According to research on domestic violence, more than 70% of domestic violence victims report that their pets were either threatened, harmed, or killed by an abuser. However, only about 3% of domestic violence shelters currently accommodate pets. This disparity has forced individuals to make the choice between of abandoning their pets to enter a shelter or remaining in an unsafe environment. It is reported that nearly half of domestic violence victims stay in abusive situations rather than leave their pets behind.

“By providing survivors of abuse with co-living options that keep people and pets together, PALS Place marks a significant milestone in URI’s ongoing commitment to addressing service gaps through innovative programming and approaches to ending cycles of abuse,” Fields said.
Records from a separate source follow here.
PR #1715, opened 2018-09-12
cmdline task: remove displayName

paulirish:
afaik this option isn't supported by this task.
https://github.com/Microsoft/vsts-tasks/blob/master/Tasks/CmdLineV2/cmdline.ts

is that right?

### DIFF
--- a/docs/pipelines/tasks/utility/command-line.md
+++ b/docs/pipelines/tasks/utility/command-line.md
@@ -36,7 +36,6 @@ The CmdLine task also has a shortcut syntax in YAML:
 ```yaml
 - script: # script path or inline
   workingDirectory: #
-  displayName: #
   failOnStderr: #
   env:  # mapping of environment variables to add
 ```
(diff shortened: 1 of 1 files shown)


vtbassmatt:
Thanks for your contribution. `displayName` is supported on all step types in YAML, even if the task itself doesn't know anything about it. I'm not even sure we would pass it through to the task if the task asked for it.

paulirish:
okay thanks for confirming. i was unable to get this working, but i'll give it another go. 👌

vtbassmatt:
Weird, let me know what you find. [Here's](https://github.com/Microsoft/vsts-tasks/blob/17e97a41758359524ab5fd8168df0a42a4507823/ci/build-all-steps.yml#L29) an example where we use that construction in one of our own Pipelines.

paulirish:
All good! I don't remember my original attempt with `script:` but after it failed I tried this roundabout approach with:

```yaml
- task: CmdLine@2
  inputs:
    displayName: 'install yarn'
    script: 'npm install -g yarn'
```

In this case, the displayName fails: image

But anyway. At this point the easiest solution works so I'm good! :)

vtbassmatt:
Go Hokies!

And I see now... it's because displayName isn't an input. It should read:

```yaml
- task: CmdLine@2
  displayName: 'install yarn'
  inputs:
    script: 'npm install -g yarn'
```

Or in the more concise syntax we offer for the CmdLine task:

```yaml
- script: 'npm install -g yarn'
  displayName: 'install yarn'
```

PR #1735, opened 2018-09-13
Logging in to azurecr should only use the dockerId

peterj:
This line doesn't work, login fails `docker login -u $(dockerId).azurecr.io .....`. you only need to provide the `$(dockerId)` when logging in.


steved0x:
This has been fixed with a PR to our private repo. Thank you

PR #1750, opened 2018-09-14
Fix plugin name

035:


nschonni:
Think the new name is correct, just pending https://github.com/Microsoft/azure-devops-intellij/pull/174

PR #1762, opened 2018-09-16
fix broken link and use full description for term

ArieHein:
new link to Azure DevOps Services was broken and fixed to the use of developemnt instead of dev


steved0x:
@ArieHein Thank you for for fixing these. I am merging this PR and it should be live soon.

PR #1779, opened 2018-09-18
fixed variable usage

tspascoal:
One of the YAML examples was not using the right syntax to reference a variable


alexhomer1:
Thank you for your feedback.

PR #1780, opened 2018-09-18
Remove extra ::: moniker-end text

hkamel:
Remove extra ::: moniker-end text. check the image below

image


alexhomer1:
Thank you for your feedback.

PR #1781, opened 2018-09-18
Update create-project.md

Makovec:
Just a typo


steved0x:
@Makovec Thank you for for fixing this. I am merging this PR and it should be live soon.

PR #683, opened 2020-03-06
[PHP] support fqcn for SPA routes

### LINKED ISSUE #682: [PHP] Allow fqcn for SPA routes
The current way to register SPA Routes isn't IDE friendly.

Lets use the example from the [docs](https://laravel-livewire.com/docs/spa-mode/#route-model-binding)

Wouldn't it be so much easier to write this
```php
Route::livewire('/contact/{user}', ShowContact::class);

//instead of
Route::livewire('/contact/{user}', 'show-contact');
```

nuernbergerA:
closes #682


nuernbergerA:
@calebporzio any planes to merge this in?

calebporzio:
What do you think of this strategy? Rather than modifying the finder itself, just grab the name in the `::livewire()` router macro and keep all the rest of the code the same.

If you like it, and are willing to change your implementation to it, I'll pull it in. Thanks!

image

nuernbergerA:
that was my first approach, but i thought the finder class should be responsible.

a question comes to my mind here is, why do i have to create an instance of my component with a fake id to call ```getName()``` this could be a static method.

so i remove all my changes and apply your code, my test fails now because the finder cant resolve the component.

this is due to how components are registered in this test.

this leads to another discussion on why do components have to have an alias and why isnt the compoenent responsible to gernerate a default if its empty.

or it's just me not knowing all LOC

how would you like to proceed?

nuernbergerA:
if we move the logic a step down, it could work.

test is green but not sure whats the impact to the variable `$component` passed to the blade

```php
public function livewire()
    {
        return function ($uri, $component = null) {
            $component = $component ?: $uri;

            return $this->get($uri, function () use ($component) {
                //added check here
                $componentClass = $component instanceof Component ? $component : app('livewire')->getComponentClass($component);
                $reflected = new \ReflectionClass($componentClass);

                return app('view')->file(__DIR__.'/livewire-view.blade.php', [
                    'layout' => $this->current()->getAction('layout') ?? 'layouts.app',
                    'section' => $this->current()->getAction('section') ?? 'content',
                    'component' => $component,
                    'componentParameters' => $reflected->hasMethod('mount')
                        ? (new PretendClassMethodIsControllerMethod($reflected->getMethod('mount'), $this))->retrieveBindings()
                        : [],
                ]);
            });
        };
    }
```

nuernbergerA:
@calebporzio your thoughts?

src/LivewireManager.php
```diff
@@ -42,6 +42,10 @@ public function componentResolver($callback)
 
     public function getComponentClass($alias)
     {
+        if (class_exists($alias)) {
```
nuernbergerA: add check for `$alias instanceof Component`

calebporzio:
Thanks a bunch @nuernbergerA!

Issue #684, opened 2020-03-06
Translation of computed property attributes to property methods should behave like Eloquent custom accessors


ninthspace:
Currently, the conversion from a computed property accessor such as `$this->foo` only performs a `ucfirst` on the property name. See:

https://github.com/livewire/livewire/blob/639ee48304760903b832db852592becf0fa805d6/src/Component.php#L169

This means `$this->my_foo` translates to `getMy_fooProperty`, rather than the more expected `getMyFooProperty`, which is similar to how Eloquent would translate it if it was a custom accessor (as `getMyFooAttribute`)

calebporzio:
Agreed, should be a simple enough PR. Feel capable? Thanks!

ManojKiranA:
@calebporzio  Just a Simple question are you going to make a breaking change on this by removing existing behaviour or we need to support for Both 

https://github.com/laravel/framework/blob/7.x/src/Illuminate/Database/Eloquent/Concerns/HasAttributes.php#L453

calebporzio:
This will be addressed in the next major version. It would be a breaking change to fix right now (which sounds odd I know, but it really would break a lot of people's apps and I don't want to do that in this version.)

PR #690, opened 2020-03-09
Change naming convention of computed properties to that of Eloquent f…

ninthspace:
As per #684 we replace `ucfirst` with a studly property calculation.

This is a breaking change for properties with more than one word.

Given that Livewire is currently compatible with many Laravel versions, and built-in string helpers have changed between these versions, we compute the studly property explicitly rather than defer to helpers.

### DIFF
--- a/src/Component.php
+++ b/src/Component.php
@@ -166,7 +166,9 @@ abstract class Component
 
     public function __get($property)
     {
-        if (method_exists($this, $computedMethodName = 'get'.ucfirst($property).'Property')) {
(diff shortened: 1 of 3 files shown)


calebporzio:
Thanks for the contribution @ninthspace. 

I agree this should be added.

Unfortunately, this is a breaking change, so we will need to wait until we're ready for v2 to add this.

For now, I'm going to close this PR but will add a reference to it in the Roadmap (which you can find in the README). We will re-open and merge when that time comes. (simpler than maintaining a separate v1 branch for now).

Thanks again!

calebporzio:
Thanks @ninthspace - finally got this merged!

Survivors and pets residing in PALS Place have access to dedicated programs aimed at fostering the human-animal bond and promoting healing. For example, twice per year, residents will have access to a short-term group session about human and animal healing. Residents will also be invited to attend recreational activities, such as a facility-wide barbecue or a trip to a local animal shelter, on a quarterly basis. These events will incorporate tips for animal care, information about resources available for pet families in New York City, and introductions to the animal welfare profession.

Children living at PALS Place have access to animal-focused programming as part of the provided childcare. Once per month, PALS staff will join childcare staff to provide educational sessions on safe interactions with animals and how to care for pets.
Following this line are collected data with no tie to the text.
PR #693, opened 2020-03-09
Add route layout optional params parameter

calebporzio:
This will allow you to pass parameters into the layout file with Livewire's shortcut:
```php
Route::livewire('/vittorio', 'vittorio')->layout('layouts.app', [
    'title' => 'foo',
]);
```


rodrigore:
Hi, I tried this method (passing argument to the layout) but it don't work for me.

It doesn't fail but the argument are not display on the blade render.

PR #695, opened 2020-03-09
ALSO disable selects and textareas on form submit.

lucasromanojf:

I imagine that @calebporzio is busy lately and then I did not open a feature-request first since this is something simple for me to help.

No.

Yes, tests were updated to cover this PR.

Currently, only inputs and submit buttons are disabled on form submission. This PR just includes selects and textareas too.

Count on me!


philipnewcomer:
@lucasromanojf I don't know if you want to include this in your PR or not, but it's a related change: checkboxes should be set to disabled on submit, as setting them to readonly (as is the case currently) does nothing.

I was going to create a PR myself for selects and checkboxes but you beat me to it with selects.

lucasromanojf:
> @lucasromanojf I don't know if you want to include this in your PR or not, but it's a related change: checkboxes should be set to disabled on submit, as setting them to readonly (as is the case currently) does nothing.
> 
> I was going to create a PR myself for selects and checkboxes but you beat me to it with selects.

Hey @philipnewcomer, sure I can add this, but I will only be able to do this tomorrow, is that OK?

philipnewcomer:
@lucasromanojf certainly, there’s no rush on my end.

js/component/DisableForms.js
```diff
@@ -13,10 +13,10 @@ export default function () {
 
                 if (! el.el.contains(node)) return
 
-                if (node.tagName.toLowerCase() === 'button' && node.type === 'submit') {
+                if ((node.tagName.toLowerCase() === 'button' && node.type === 'submit') || node.tagName.toLowerCase() === 'select') {
```
mikemand: Does this prevent the value from being sent with the request? Or is the data already on the way before the handler is called? I know if a `select` is disabled when a form is submitted, the value doesn't get included.

lucasromanojf: I thought about the same thing before doing this PR, but in case of Livewire, the default behavior is the fields with wire:model and on wire:submit, all fields values will be already in their respective public properties.

mikemand: Good to know, thank you!

lucasromanojf:
@philipnewcomer just added checkboxes and radio buttons to disable list on form submit!

lucasromanojf:
@calebporzio I was thinking, instead on disabling some kinds of fields and setting others to readonly, why can't we just disable all of them? Is there a reason for setting inputs as readonly instead of disabled?

calebporzio:
@lucasromanojf, thanks for the PR, and thanks for including tests.

Yeah, I think I took that pattern from Phoenix LiveView's behavior?

I like what you have here for now though. Merging it. Thanks again.

lucasromanojf:
@calebporzio thanks too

PALS Place also has several communal areas for residents to assemble and engage in recreational and therapeutic activities, including a community room with a kitchen that provides opportunities for residents to socialize and an outdoor “Pet Haven” play area that features a play structure and padded grass. Additionally, periodic visits from groomers and veterinarians will be scheduled to provide care for pets in residence.

Purina has also signed on as a supporter of PALS Place and will provide each resident or family with a welcome kit that contains essentials for pet care, such as food, treats, toys, water bowls, collars, leashes, litter, and litter boxes.

“I can't imagine leaving my dogs in a dangerous or abusive situation, and domestic violence victims shouldn't have to make that decision," Nina Leigh Krueger, president of Purina, said when the launch of PALS Place was announced. "By working with URI on this amazing project, and many others, we hope to set a new standard of care for domestic violence survivors that is centered around keeping pets and people together when they need each other most."